If an alien were to visit certain parts of Earth and take a look at many of the bathroom doors here, they’d see a regular bathroom for the figure in a dress, a regular bathroom for the figure in pants, and a single stall for the figure in a wheelchair.  Based on this, they might well come to the conclusion that human society recognizes three genders: man, woman, and disabled.  And, as far as how nondisabled people think about disability, they might not be totally wrong.

Disability is seen and treated as simultaneously emasculating and defeminizing.  On the one hand, it’s often assumed that disabled people lack some of the most prized qualities associated with masculinity — namely, physical strength and a keen intellect.  Meanwhile, we’re not considered to have positive traditionally feminine traits such as beauty and social graces either.  If anything, we get assumed to have the worst traits attributed to each gender: dangerous, out of control violence and sexuality on the masculine side, and contemptible dependency on the feminine.

But disabled people are also, too often, “its.”  As in “it was probably kept in its parent’s basement as their secret shame.”  As in “kill it before it lays eggs.” As in, “these aren’t people, these are animals.”  (And I wish I were making these up.)  Those might be some of the worst examples, but they show where we stand all the same.

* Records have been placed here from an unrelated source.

PR #166, opened 2025-04-16
Issue #162: add /pw/XXX endpoints to expose Powerwall() API methods

JohnJ9ml:
Issue #162: add /pw/XXX endpoints to expose Powerwall() API methods as JSON-returning endpoints

### DIFF
--- a/proxy/server.py
+++ b/proxy/server.py
@@ -68,6 +68,33 @@ ALLOWLIST = [
 DISABLED = [
     '/api/customer/registration',
 ]
+PW_ALLOWLIST = [
+    '/pw/level',
+    '/pw/power',
+    '/pw/site',
+    '/pw/solar',
+    '/pw/battery',
+    '/pw/battery_blocks',
+    '/pw/load',
+    '/pw/grid',
+    '/pw/home',
+    '/pw/vitals',
+    '/pw/aggregates',
+    '/pw/temps',
+    '/pw/strings',
+    '/pw/din',
+    '/pw/uptime',
+    '/pw/version',
+    '/pw/status',
+    '/pw/system_status',
+    '/pw/grid_status',
+    '/pw/site_name',
+    '/pw/alerts',
+    '/pw/is_connected',
+    '/pw/get_reserve',
+    '/pw/get_mode',
+    '/pw/get_time_remaining',
+]
 web_root = os.path.join(os.path.dirname(__file__), "web")
 
 # Configuration for Proxy - Check for environmental variables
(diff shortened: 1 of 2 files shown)


JohnJ9ml:
My first attempt at any of this. consider it a learning exercise.

jasonacox:
Great job @JohnJ9ml !  I have some suggestions but basics are here.

proxy/server.py
```diff
@@ -730,6 +757,81 @@ def do_GET(self):
                 message = json.dumps(fans)
             else:
                 message = '{}'
+        elif self.path in PW_ALLOWLIST:
```
jasonacox, line 760: Actually, we dont need this we can use:

```python
elif self.path.startswith('/pw/'):
```

We can then eliminate the big array and I'm thinking about just using a lambda function map. I've been planning to do that for all the rest, but this would be a good start.

jasonacox: I'll submit a commit with those adjustments.

JohnJ9ml: I knew this check would suffice, but I didn't want to break consistency - if there was already one array, it would be a shame to impose some other style on something I was just enhancing.  I anticipated there was something more table-driven in mind.

Thanks for making the adjustments - you figured that would save me weeks of trying to figure out how to do it myself, right?

jasonacox: Actually, I just had Copilot rewrite it. ;)

JohnJ9ml:
I"ve been using a local copy of this for a week now, and it works well for me. The one anomaly I've noted is that occasionally the HTTP connection kicks up errors, and I end up getting empty data back. My suspicion is that this little box sitting right next to the Dashboard host combined is just a bit too much for the inverter to handle. I look forward to the next Dashboard update that includes this fix, at which time I'll shut my proxy off and see how everything handles the load of my process running against the same proxy that's supporting the Dashboard.

Odd note: when the HTTP connection seems to have woes, it's generally (but not always) at night - i.e. when the sun is down and one would think there's seemingly not as much data for the inverter to process. Amusing, but seems a general pattern at present. (Then again, the next 23 coin flips could all come up tails, at which point.....)

jasonacox:
Hi @JohnJ9ml  - What error do you see in the logs when this happens?

JohnJ9ml:
The errors are generally timeouts and no route to host errors.

I'm just accepting right now that two proxies together are likely abusing the poor little inverter antenna, and waiting out the next release. 

To its credit, the proxy hangs out, waits its time, retries for the next request, and eventually succeeds. I'm pleased it stays on its feet. I have to do a bit of filtering on my end because the data comes back with 0 values (for the power() call, for example), but that's perfectly reasonable in my mind for a system meant to run for months at a time.

PR #181, opened 2025-05-26
Initial simple unit test

Nexarian:
The best unit tests are motivated by bugs you've found in working code. You find the bug, then fix it. In this example, the "no location" branch of the `current_power` function never worked. It always outputted an empty dictionary (wrong!). So let's both fix that BUG and patch the hole with a unit test for all time.

Additionally, the intent of this is to get the ball rolling on a more comprehensive unit test suite for pypowerwall in general to prevent regressions, especially now that there are so many different device configurations, it's unreasonable to expect an intrepid dev who is refactoring something to test every configuration known for Tesla devices!

### DIFF
--- a/pypowerwall/tedapi/__init__.py
+++ b/pypowerwall/tedapi/__init__.py
@@ -52,7 +52,7 @@ import threading
 import time
 from functools import wraps
 from http import HTTPStatus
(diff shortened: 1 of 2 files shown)


Nexarian:
Got the test runner working. Now ready for review.

PR #193, opened 2025-07-11
Show an image of a Powerwall 3 instead of a Powerwall 2 if it is a PW3.

JEMcats:
In the webpage for the proxy, there is a live power flow diagram with an image of a Powerwall. This defaults to a Powerwall 2, I have updated it to check the ```/stats``` for the ```"pw3"``` value and if it is true change the photo to a Powerwall 3.


jasonacox:
Nice! Let's get this queued up for testing and the next release. Thanks!

jasonacox:
jasonacox/pypowerwall:0.13.2t78

PR #213, opened 2025-09-09
Pytest now runs all tests. Also add line and branch coverage

Nexarian:
# Summary
Before this PR, not all tests ran. Pytest wasn't finding them due to an over-specified test path search.

Additionally, we weren't measuring line and branch coverage. This fixes that. Upload to codecov as an easy way to see the coverage results in a browser. This should be free for public repos.

Finally, upgrade github actions plugins and make minor improvements to the test.yml workflow.

### DIFF
--- a/.github/workflows/test.yml
+++ b/.github/workflows/test.yml
@@ -5,22 +5,34 @@ on:
   pull_request:
   workflow_dispatch:
 
+permissions:
+  contents: read
+
+concurrency:
+  group: ${{ github.workflow }}-${{ github.ref }}
+  cancel-in-progress: true
+
 jobs:
   tests:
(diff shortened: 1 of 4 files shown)


Nexarian:
@jasonacox Penny for your thoughts on this. Plan is to improve unit test coverage on do_GET in the proxy. Then, after that's done, I will refactor it to add my multi-inverter code as a way to ensure we're not breaking things.

jasonacox:
Thanks @Nexarian ! Good idea. Merged. I added CODECOV_TOKEN for reports.

https://app.codecov.io/gh/jasonacox/pypowerwall?search=&displayType=list

image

So it’s both easier and… maybe not harder, but with an extra layer of fraught, to be a disabled person living outside the gender binary.  On the one hand, you’ve always been there anyways, so there’s no pressure to pretend to be anything else.  On the other hand, you’ve always been there anyways, so why does it matter?  Why do you need all these labels?  Why do you want to be weirder?  Why would you let your identity be defined by other people’s perceptions of you?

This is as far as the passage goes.